Issue 1: The 47-Minute Report

The DBA team ran EXPLAIN on the Branch Performance Report and found:

The query performed a full table scan on TRANSACTIONS because the WHERE clause filtered on TRANSACTION_DATE >= '2024-07-01', and the existing index on TRANSACTION_DATE was not being used — the optimizer estimated that 18 months of data (the full table) needed to be read anyway, since the filter covered most of the table's range.
The GROUP BY ROLLUP triggered a sort operation that overflowed the sort heap. The SORTHEAP was configured at 2048 4K pages (8 MB), which was sufficient five years ago but inadequate for a sort involving 45 million rows with multiple grouping columns.
The query joined TRANSACTIONS to ACCOUNTS to BRANCHES in the inner loop, forcing a nested loop join where a hash join would have been far more efficient at this data volume.

Resolution:

The team applied three fixes:

First, they changed the reporting query to filter on a narrower date range.

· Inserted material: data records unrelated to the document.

PR #296, opened 2024-11-04
Validate cursor for feeds

ecooper:
This PR adds a validation check for cursor and makes sure it's a string at runtime. Non-string values can produce vague error messages otherwise.

### Description
This PR follows the current client configuration validation pattern to make sure `cursor` is a string when it is set.

### Motivation and context
While testing this change internally, we discovered if you managed to pass a non-string cursor during runtime, the error returned wasn't very helpful. It's probably easiest to mitigate this by validating it.

Added a test to the existing client configuration tests. The existing tests still pass.

### Change types

* - [X] Bug fix (non-breaking change that fixes an issue)

### Checklist:

* - [X] My code follows the code style of this project.

### DIFF
--- a/__tests__/functional/feed-client-configuration.test.ts
+++ b/__tests__/functional/feed-client-configuration.test.ts
@@ -97,4 +97,16 @@ describe("FeedClientConfiguration", () => {
       expect(e).toBeInstanceOf(RangeError);
     }
   });
+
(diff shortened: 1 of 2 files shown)


ptpaterson (approved):
🍬 LGTM

PR #298, opened 2024-11-04
Allow using a query and cursor together when calling client.feed()

ecooper:
This PR enables supplying a `cursor` value when using an unevaluated query with `client.feed()`.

The ROLLUP report only needed 12 months of data, not 18. They added AND TRANSACTION_DATE >= CURRENT DATE - 12 MONTHS which allowed the optimizer to use the TRANSACTION_DATE index for range elimination, cutting the scanned rows from 45 million to approximately 30 million.

Second, they increased SORTHEAP from 2048 to 8192 pages (32 MB) and set SHEAPTHRES_SHR appropriately to allow the larger sort heap without starving other workloads.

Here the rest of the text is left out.